In many ways, these fiscal trends have been prompted by a Division I philosophy that encourages athletics departments to be self-sustaining. However, Task Force members say that approach has served only to isolate athletics, which has led to the natural tendency for some departments to drift from university values. The Task Force is asking presidents and chancellors to shift from that philosophy and integrate athletics — both culturally and operationally — within university parameters, and to do so through individual presidential leadership at the campus level.
Task Force Chair Peter Likins, who retired as president at the University of Arizona this spring, said most of the changes in direction that presidents and chancellors need to pursue cannot be accomplished by new NCAA regulations. "What is required now is courageous leadership, most importantly from presidents and chancellors, but also from faculty members, governing boards, athletics directors and coaches," Likins said.
Likins, who also chaired the Task Force’s fiscal responsibility subcommittee — one of four subgroups the Task Force charged with focusing on specific areas — said reform will be challenging in light of the fact that intercollegiate athletics is not perceived to be in crisis. On the contrary, he said, many people believe college sports is enjoying unprecedented success and popularity. But the current fiscal trends, he said, simply are unsustainable, and it would be unwise to assume that athletics is foolproof to these financial factors.
Brand agreed, pointing to recent financial studies in athletics that raised concern. In 2003, an Association-commissioned study from three Brookings Institute-affiliated economists examined the effects of spending in athletics among Division I institutions, looking specifically at operating budgets. That first report was updated 18 months later, and a companion study also was released that reported on the effects of capital expenditures in Division I.

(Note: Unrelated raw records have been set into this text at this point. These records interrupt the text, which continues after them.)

PR #7677, opened 2021-11-03
Add Assistiv Labs sponsorship info to the README

thibaudcolas:
Advertising how [Assistiv Labs](https://assistivlabs.com/) sponsors Wagtail. Having this here is a precondition so our account gets created, once merged I’ll reply back and share the account details on Slack.

The image will only render once this is merged to `main`.


Stormheg (approved):

zerolab:
Nice one, @thibaudcolas 

Would be great to follow this up with a change to make the all logos have a more consistent size

Screenshot 2021-11-03 at 20 37 32

PR #7682, opened 2021-11-05
Implement CopyPageAction and admin API for copying pages

kaedroho:
This PR introduces a new "actions" folder in Wagtail core that contains classes to hold logic for page actions such as copying, publishing, moving, deleting, etc.

The purpose of these action classes are to:

- Provide one implementation of the action that can be called from both Django views and an API
- Reduce the bloat of the models by moving the whole implementation into the action class (the model will call the action class for backwards compatibility)
- Provide an object that can be passed to a background worker for asynchronous execution of actions (for the future)

On the admin API side, this will add the first writeable views. We don't plan to use these anywhere yet, but later they will become part of a documented and stable API that can be used from external applications. The plan for now is to not implement any documentation or authentication until after we've implemented all the actions like this and implemented autosave for the page editor.

This PR provides a template for reimplementing the other actions. Those other actions are:

- [ ] ``MovePageAction``  #7707
- [ ] ``DeletePageAction``  #7723
- [ ] ``PublishPageRevisionAction``  #7728
- [ ] ``RevertToPageRevisionAction``
- [ ] ``UnpublishPageAction``  #7740 
- [ ] ``CopyForTranslationPageAction``
- [ ] ``CreateAliasPageAction``
- [ ] ``ConvertAliasPageAction``

The following operations won't be reimplemented as action classes:

 - Page creation and editing. We will think about what to do with this when we implement autosave since it's important the Admin API works with that (even if it isn't implemented on the Admin API)
 - Approve / Reject moderation - These are legacy actions which may be removed some day
 -  Workflow actions - I'm not sure if these will fit into this model since workflow actions have their own way of being defined

### DIFF
--- a/wagtail/admin/api/actions/base.py
+++ b/wagtail/admin/api/actions/base.py
@@ -1,0 +1,6 @@
+class APIAction:
+    serializer = None
+
+    def __init__(self, view, request):
+        self.view = view
+        self.request = request
--- a/wagtail/admin/api/actions/copy.py
+++ b/wagtail/admin/api/actions/copy.py
@@ -1,0 +1,67 @@
+from django.core.exceptions import ValidationError as DjangoValidationError
+from django.shortcuts import get_object_or_404
+from rest_framework import fields, status
+from rest_framework.exceptions import ValidationError
+from rest_framework.response import Response
+from rest_framework.serializers import Serializer
+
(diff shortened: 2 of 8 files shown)


gasman (approved):
All looks good to me!

kaedroho:
Thanks!

PR #7299, opened 2021-06-29
Change spin animation name to make it less prone to be overridden 

jkevingutierrez:
The animation `spin` is too generic, and it can be easily overridden by other libraries (eg. the code used in [django-json-widget](https://github.com/jmrivas86/django-json-widget/blob/master/django_json_widget/static/dist/jsoneditor.min.css)) or by custom code without intention, affecting some animations, like the saving animation.

Thanks for contributing to Wagtail! 🎉

Before submitting, please review the contributor guidelines <https://docs.wagtail.io/en/latest/contributing/index.html> and check the following:

* Do the tests still pass? (https://docs.wagtail.io/en/latest/contributing/developing.html#testing) yes
* Does the code comply with the style guide? (Run `make lint` from the Wagtail root) yes
* For Python changes: Have you added tests to cover the new/fixed behaviour? N/A
* For front-end changes: Did you test on all of [Wagtail’s supported environments](https://docs.wagtail.io/en/latest/contributing/developing.html#browser-and-device-support)?
    * **Please list the exact browser and operating system versions you tested**.
    * **Please list which assistive technologies you tested**.
* For new features: Has the documentation been updated accordingly? N/A

PR #7683, opened 2021-11-05
Change spin animation name to make it less prone to be overridden

jkevingutierrez:
Continuing with the work done in #7299

The animation spin is too generic, and it can be easily overridden by other libraries (eg. the code used in django-json-widget) or by custom code without intention, affecting some animations, like the saving animation.


lb-:
@jkevingutierrez thanks for finding these and updating to align with the previous work, looks good - I have pushed some release notes to your branch & will merge in.

Issue #1250, opened 2015-04-29
Filter PageChooserPanel queryset


rmartins90:
It would be great if you could filter Pages on PageChooserPanel using a queryset.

"Those reports disputed conventional wisdom with empirical data in a number of instances," Brand said. "Despite their irrefutable evidence contradicting the argument that athletics must spend to win and win to increase revenues, the reports were virtually ignored by the intercollegiate athletics community."
That prompted Brand to assemble the Task Force, which included 50 presidents and chancellors.
Likins said the Task Force worked diligently over 18 months to produce a meaningful report that includes more than two dozen recommendations for significant change. However, he said, the report in and of itself will not be what in the end influences change.
"The publication of the report is no more than a means to greater ends that must be achieved if we are to sustain the extraordinary benefits of intercollegiate athletics without being seriously damaged by its potential for harm," Likins said. "While athletics is not in an immediate crisis financially, financial issues are the most likely symptoms of future trouble. The resulting — and perhaps deeper — problem is the danger of cultural isolation of student-athletes from the intellectual purposes and academic values of colleges and universities if budgetary matters are not addressed.
"Unless we find ways to strengthen the integration of athletics within our universities," Likins said, "we can foresee not only failure to meet our responsibilities to our student-athletes, but more pervasively a distortion of the fundamental character of our academic institutions."
The Task Force report will available online at www.ncaa.org October 30.